*MATERIAL PROVIDED*.
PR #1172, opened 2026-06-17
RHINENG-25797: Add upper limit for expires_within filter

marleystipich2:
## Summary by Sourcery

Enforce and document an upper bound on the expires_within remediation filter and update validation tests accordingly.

*WHAT TO PRODUCE*. Type out the entries again, word for word.

*WRITTEN REPLY*.
PR #1172, opened 2026-06-17
RHINENG-25797: Add upper limit for expires_within filter

marleystipich2:
## Summary by Sourcery

Enforce and document an upper bound on the expires_within remediation filter and update validation tests accordingly.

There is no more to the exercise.